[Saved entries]
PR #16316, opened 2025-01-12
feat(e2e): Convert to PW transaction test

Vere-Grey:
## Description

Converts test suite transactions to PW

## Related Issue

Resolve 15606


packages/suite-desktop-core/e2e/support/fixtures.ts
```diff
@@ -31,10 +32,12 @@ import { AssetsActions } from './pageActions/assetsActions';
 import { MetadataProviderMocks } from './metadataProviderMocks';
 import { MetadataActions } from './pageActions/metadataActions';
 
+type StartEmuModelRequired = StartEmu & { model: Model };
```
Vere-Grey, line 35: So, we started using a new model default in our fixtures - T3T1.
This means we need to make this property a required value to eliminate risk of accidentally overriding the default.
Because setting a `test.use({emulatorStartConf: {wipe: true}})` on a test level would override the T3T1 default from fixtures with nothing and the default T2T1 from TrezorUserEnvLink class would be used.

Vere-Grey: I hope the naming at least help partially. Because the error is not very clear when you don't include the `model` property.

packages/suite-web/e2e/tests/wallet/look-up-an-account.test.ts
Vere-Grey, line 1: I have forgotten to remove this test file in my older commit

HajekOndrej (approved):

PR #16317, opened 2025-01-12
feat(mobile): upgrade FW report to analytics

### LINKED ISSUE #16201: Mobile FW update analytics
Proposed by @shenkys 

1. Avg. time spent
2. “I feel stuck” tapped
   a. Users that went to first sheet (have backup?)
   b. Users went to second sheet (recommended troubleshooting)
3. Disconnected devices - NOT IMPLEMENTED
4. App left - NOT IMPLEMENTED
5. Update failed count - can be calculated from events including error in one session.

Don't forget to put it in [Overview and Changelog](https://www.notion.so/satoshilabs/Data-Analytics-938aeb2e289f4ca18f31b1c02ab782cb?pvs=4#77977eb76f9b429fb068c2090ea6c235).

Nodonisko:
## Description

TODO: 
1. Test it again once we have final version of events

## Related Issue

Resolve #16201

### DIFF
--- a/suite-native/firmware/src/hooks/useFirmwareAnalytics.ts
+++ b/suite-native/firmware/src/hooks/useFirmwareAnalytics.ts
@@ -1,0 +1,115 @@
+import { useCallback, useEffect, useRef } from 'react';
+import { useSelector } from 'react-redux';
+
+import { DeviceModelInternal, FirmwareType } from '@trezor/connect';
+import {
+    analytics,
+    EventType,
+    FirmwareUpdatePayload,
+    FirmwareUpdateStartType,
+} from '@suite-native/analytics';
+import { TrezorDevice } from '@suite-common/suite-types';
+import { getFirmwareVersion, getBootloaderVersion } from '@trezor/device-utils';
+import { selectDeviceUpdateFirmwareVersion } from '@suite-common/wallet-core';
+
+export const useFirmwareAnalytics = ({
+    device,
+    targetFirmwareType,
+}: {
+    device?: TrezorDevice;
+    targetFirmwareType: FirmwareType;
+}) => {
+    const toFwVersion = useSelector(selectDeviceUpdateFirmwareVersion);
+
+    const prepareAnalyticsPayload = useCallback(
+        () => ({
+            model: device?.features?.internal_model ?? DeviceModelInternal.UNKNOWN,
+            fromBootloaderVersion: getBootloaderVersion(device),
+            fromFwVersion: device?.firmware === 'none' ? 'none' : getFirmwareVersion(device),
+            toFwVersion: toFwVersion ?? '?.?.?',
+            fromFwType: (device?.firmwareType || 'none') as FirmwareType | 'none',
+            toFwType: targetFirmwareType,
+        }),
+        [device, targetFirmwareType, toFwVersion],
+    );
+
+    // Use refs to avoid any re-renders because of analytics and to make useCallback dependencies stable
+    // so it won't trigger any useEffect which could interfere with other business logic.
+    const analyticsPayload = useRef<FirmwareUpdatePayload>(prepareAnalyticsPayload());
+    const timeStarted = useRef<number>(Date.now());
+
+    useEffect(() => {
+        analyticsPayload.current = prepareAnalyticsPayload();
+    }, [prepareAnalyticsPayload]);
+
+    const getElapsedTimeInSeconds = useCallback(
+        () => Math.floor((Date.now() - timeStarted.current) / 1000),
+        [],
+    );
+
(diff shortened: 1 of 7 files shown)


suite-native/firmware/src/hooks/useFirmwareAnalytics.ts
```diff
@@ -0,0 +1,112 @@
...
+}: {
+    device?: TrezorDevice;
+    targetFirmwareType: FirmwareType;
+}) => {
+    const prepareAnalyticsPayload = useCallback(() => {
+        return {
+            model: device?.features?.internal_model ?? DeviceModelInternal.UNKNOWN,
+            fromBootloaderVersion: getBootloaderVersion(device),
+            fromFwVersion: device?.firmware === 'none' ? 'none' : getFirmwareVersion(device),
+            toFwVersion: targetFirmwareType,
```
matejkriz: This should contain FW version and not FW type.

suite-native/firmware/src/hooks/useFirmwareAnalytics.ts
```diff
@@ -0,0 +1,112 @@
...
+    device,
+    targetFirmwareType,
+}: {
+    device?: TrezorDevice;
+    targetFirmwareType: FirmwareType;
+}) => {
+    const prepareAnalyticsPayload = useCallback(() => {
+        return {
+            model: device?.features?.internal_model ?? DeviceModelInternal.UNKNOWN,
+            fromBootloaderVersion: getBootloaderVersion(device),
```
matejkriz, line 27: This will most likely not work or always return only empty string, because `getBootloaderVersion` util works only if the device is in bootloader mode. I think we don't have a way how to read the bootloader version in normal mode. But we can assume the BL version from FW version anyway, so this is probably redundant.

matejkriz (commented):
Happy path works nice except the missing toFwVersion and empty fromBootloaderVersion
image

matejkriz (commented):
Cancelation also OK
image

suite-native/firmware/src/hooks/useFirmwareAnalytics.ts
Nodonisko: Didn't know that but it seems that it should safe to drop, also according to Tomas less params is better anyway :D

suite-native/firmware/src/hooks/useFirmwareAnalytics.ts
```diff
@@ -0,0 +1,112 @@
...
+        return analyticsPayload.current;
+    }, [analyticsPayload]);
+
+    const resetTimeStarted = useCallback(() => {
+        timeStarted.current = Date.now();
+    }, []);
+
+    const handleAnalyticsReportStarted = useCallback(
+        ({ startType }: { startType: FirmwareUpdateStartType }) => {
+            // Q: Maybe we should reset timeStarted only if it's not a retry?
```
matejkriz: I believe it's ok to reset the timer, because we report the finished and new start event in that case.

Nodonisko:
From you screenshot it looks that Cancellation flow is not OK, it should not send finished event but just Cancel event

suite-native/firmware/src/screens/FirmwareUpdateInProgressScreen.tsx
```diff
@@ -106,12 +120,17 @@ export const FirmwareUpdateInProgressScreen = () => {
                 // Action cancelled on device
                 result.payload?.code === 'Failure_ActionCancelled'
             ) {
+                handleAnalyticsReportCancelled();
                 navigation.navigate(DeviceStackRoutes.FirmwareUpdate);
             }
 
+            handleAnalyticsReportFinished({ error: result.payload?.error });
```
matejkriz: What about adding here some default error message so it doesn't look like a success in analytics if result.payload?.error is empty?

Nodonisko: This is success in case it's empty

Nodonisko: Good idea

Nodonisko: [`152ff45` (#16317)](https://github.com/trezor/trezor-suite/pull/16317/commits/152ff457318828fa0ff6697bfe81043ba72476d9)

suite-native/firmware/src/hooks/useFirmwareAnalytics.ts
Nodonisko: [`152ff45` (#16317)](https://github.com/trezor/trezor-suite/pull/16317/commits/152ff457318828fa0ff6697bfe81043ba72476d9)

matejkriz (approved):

### [EXERCISE OBJECTIVE]
Which lines above contain the word "approved"? Copy all of them.

### [EXERCISE OUTPUT]
HajekOndrej (approved):
matejkriz (approved):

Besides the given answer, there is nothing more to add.